PR #1000, opened 2022-02-03
GT-1310 Fixes: New Animation & Trigger for SelectParallelLanguage

reldredge71:
Some QA fixes for GT-1310:
- The animation on the SetupParallelLanguage modal was wrong.  I forgot that I put a placeholder there until I had the real one.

· · ·

Directions
Output the entries above exactly, please, with nothing dropped.

Answer to this task
PR #1000, opened 2022-02-03
GT-1310 Fixes: New Animation & Trigger for SelectParallelLanguage

reldredge71:
Some QA fixes for GT-1310:
- The animation on the SetupParallelLanguage modal was wrong.  I forgot that I put a placeholder there until I had the real one.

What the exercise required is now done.